>>>>>
PR #273, opened 2022-05-18
Lottery homework

NikitaSemisoshenko:


src/main/java/core/basesyntax/Lottery.java
```diff
@@ -0,0 +1,14 @@
...
+
+import java.util.Random;
+
+public class Lottery {
+    public Ball getRandomBall() {
+        Random randomBall = new Random();
+        ColorSupplier colorSupplier = new ColorSupplier();
+        Ball ball = new Ball();
+        ball.setColor(colorSupplier.getRandomColor());
+        ball.setNumber(randomBall.nextInt(100));
```
KostyaNikiforov, line 11: Each time this method is called, new instances of ColorSupplier and Random are created. Let's think about how we can optimize this logic and create each instance only once.

src/main/java/core/basesyntax/ColorSupplier.java
```diff
@@ -1,7 +1,11 @@
 package core.basesyntax;
 
+import java.util.Random;
+
 public class ColorSupplier {
     public String getRandomColor() {
-        return null;
+        Colors[] colors = Colors.values();
+        Random randomColor = new Random();
```
KostyaNikiforov, line 8: The same here
Let's pass the objects to the constructor as I suggested in the message in the group chat

KostyaNikiforov (changes requested):

KostyaNikiforov (changes requested):

src/main/java/core/basesyntax/Colors.java
```diff
@@ -0,0 +1,12 @@
+package core.basesyntax;
+
+public enum Colors {
```
KostyaNikiforov, line 3:
```suggestion
public enum Color {

```

src/main/java/core/basesyntax/Lottery.java
```diff
@@ -0,0 +1,20 @@
...
+    private final Random random;
+
+    public Lottery(ColorSupplier colorSupplier, Random random) {
+        this.colorSupplier = colorSupplier;
+        this.random = random;
+    }
+
+    public Ball getRandomBall() {
+        Ball ball = new Ball();
+        ball.setNumber(random.nextInt(100));
```
KostyaNikiforov, line 16: The magic number 100 should be a [constant](https://mate-academy.github.io/style-guides/java/java.html#s5.2.4-constant-names)

KostyaNikiforov (changes requested):

src/main/java/core/basesyntax/Colors.java
KostyaNikiforov: What about the name of enum? It must be singular

KostyaNikiforov (changes requested):

src/main/java/core/basesyntax/Lottery.java
```diff
@@ -0,0 +1,21 @@
+package core.basesyntax;
+
+import java.util.Random;
+
+public class Lottery extends Ball {
+    private static final int RANDOM_INTEGER = 100;
```
KostyaNikiforov, line 6:
```suggestion
    private static final int MAX_RANDOM_INTEGER = 100;

```

KostyaNikiforov (approved):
<<<<<
*About this exercise:* Copy each line of the data that includes the word "private".

*Answer section:*
+    private final Random random;
+    private static final int RANDOM_INTEGER = 100;
    private static final int MAX_RANDOM_INTEGER = 100;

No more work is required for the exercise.